Universal Harvester(32)



Michael’s text today was from Luke 17:31. “I want to start with Luke, seventeen and thirty-one,” he began; he spoke very slowly with his eyes on the book before him, not looking up. He paused, still with his head down, and remained silent for so long that Irene’s mind began to wander out into open space. “Simon,” he said after a while, extending his hand awkwardly toward a young man seated near Irene.

Simon got up. As long as he’d been sitting still, Irene hadn’t noticed that he smelled, but the movement dislodged the scent; it was strong. He stood and began reading from a well-worn Bible. “‘In that day, he that shall be on the housetop, and his stuff in the house, let him not go down to take it away; and he that is in the field, let him likewise not return back.’ Thank you, Father,” he said, and then sat back down again.

“Thank you, Father,” echoed Michael, belatedly, after what proved to be the first of many long silences. “We find the Lord saying the same thing in the book of Matthew. It’s a little different there. Matthew…” He broke off again.

In the space that opened, Irene remembered a Matthew she’d known pretty well at college—he went by Matt. She felt ashamed, remembering Matt in church, even a church as modest as this one. She tried banishing him from her mind, listening hard and focusing. But in the long quiet Michael left between one thought and the next, Matt found all the room he needed, roaring through in his Plymouth Fury all red and shiny, the upholstery on its backseats soft and warm.

“Matthew specifies what the worker in the field might go back to his house to get,” Michael continued finally. He looked out over the seven in their chairs, and also at Irene, his gaze stopping on each of them as it went. His blue eyes were very bright. “Lisa. Twenty-four, seventeen and eighteen.”

It was the woman Irene had visited with in front of the Astro Theater. She, like Michael, looked much as she had on the day Irene had seen her; the same dress, the same simple shoes. “His garment,” she replied, looking up from her Bible.

“His garment,” said Michael, after a long pause. “Let not him that is in the field, turn back to take his garment.” An even greater silence followed; Irene thought about Grace Evangelical. Everyone all dressed up at the holidays. Peter in his suit at Christmas services, just the two of them. Before the wedding, before Lisa, precious Lisa, whose dolls now had conversations about going to the movies. Where had the time gone?

Michael looked pained; he closed his eyes. “Think about the worker in the field,” he said, impossibly slowing his rhythm even further, not raising his voice but speaking as if to a friend across a table in a diner late at night. “Think about that worker in the field at midday. How he looks out there after half a day’s work, when the hour comes. Sweating. Sunburned. There’s a reason why Luke wants us to see this worker in the field, why Matthew says you don’t go back for your clothes. It’s not just that God doesn’t mind if you’re dirty,” he said.

This time he paused for a full minute, still with his eyes closed, eyebrows knitted together; everyone looked up at him, waiting, trying in private degrees of failure or success to keep their minds focused on the message.

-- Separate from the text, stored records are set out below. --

PR #275, opened 2018-09-06
change timer with period of 0s to 1ms

dirk-thomas:
Related to ros2/rcl#291.

A timer with a period of 0s is kind of weird. It implies an infinite frequency.


wjwwood:
I don't think this is the right way to resolve this. There's already a TODO to have a "call soon" like function on the node, at which point we could make `0s` an invalid value for timers, until then `1ms`, while similar, is not the same thing.

If you truly believe a period of zero makes no sense, then it should not be allowed as an argument to the create timer function.

PR #287, opened 2018-11-25
Added serialized listener demo for python

josephduchesne:
Connects to ros2/rclpy#242

This was added at the suggestion of @Karsten1987 for ros2/rclpy/pull/242

This is a python analog of listener_serialized_message.cpp in demo_nodes_cpp.

For it to work, you need to be on the rclpy branch in my pull request, or that PR has to be merged in.

As a result, this should not be merged until ros2/rclpy/pull/242 is.


demo_nodes_py/demo_nodes_py/topics/listener_serialized.py
```diff
@@ -0,0 +1,51 @@
+# Copyright 2016 Open Source Robotics Foundation, Inc.
```
Karsten1987: nitpick: year

demo_nodes_py/demo_nodes_py/topics/listener_serialized.py
```diff
@@ -0,0 +1,51 @@
...
+class SerializedSubscriber(Node):
+
+    def __init__(self):
+        super().__init__('serialized_subscriber')
+        self.subscription = self.create_subscription(
+            String,
+            'chatter',
+            self.listener_callback,
+            raw=True)  # We're subscribing to the serialized bytes, not std_msgs.msg.String
+        self.subscription  # prevent unused variable warning
```
Karsten1987: it looks like we don't need that in our other python demos. 
https://github.com/ros2/demos/blob/master/demo_nodes_py/demo_nodes_py/topics/listener.py#L25
Where did you encounter this warning?

Karsten1987:
@josephduchesne I hope you don't mind. I edited your comment to connect this PR to your `rclpy` one in a way that the waffle board picks it up.

demo_nodes_py/demo_nodes_py/topics/listener_serialized.py
josephduchesne: Ah I actually copied this from the rclpy examples. It can probably be removed.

“The dirt’s a sign,” he said, finally relaxing his face and opening his fiery blue eyes. Their gaze looked over the congregation and at the back wall. They appeared, to Irene, like sapphires.

*

The freezer in the garage was full of beef: even in frugal times, there were plenty of steaks in the Sample house. Irene retrieved a prepackaged box of four and entered the house through a door that led from the garage directly into the living room. Peter was on the couch, watching a baseball game. He got up when she came in; he wasn’t overceremonious about it, but he wasn’t ever going to be the sort of person who stayed in his seat when his wife entered the room.

“It’s three o’clock,” he said. He didn’t raise his voice, but there was a pleading note in it. Tell me something.

“Sorry I’m so late,” she said, smiling earnestly, taking hold of and gently squeezing his hand, slowing but not breaking her stride as she headed for the sink, where she put a stopper in the drain and began running warm water.

“It’s three o’clock,” he said again. “You left at ten thirty.”

“Well, I went to Council Bluffs,” she said, taking the steaks from their box: they were vacuum-sealed in plastic. She set them under the running water.

“Well, I know that,” he said. “But that was four and a half hours ago.”

“I didn’t go shopping,” she said over her shoulder, addressing him directly; she didn’t look down or away. There was more innocence than defiance in her expression. There is no defense against innocence.

“Irene,” he said, not knowing how else to respond.

“I found a new church,” she said, turning off the water. The sink was half-full. The steaks floated there like fat little boats.

“We didn’t know where you were,” he said. “I had to make excuses to Lisa.”

“Oh, Peter,” she said, crossing again to the living room. “Yes, I imagine. I am so sorry. The time just got away from me. I did mean to go to the store, too.”

“You left at ten thirty,” he said again.

She took a step toward him, so that he’d see her face, all of it: her lips, her eyes, her forehead with its two gradually deepening furrows.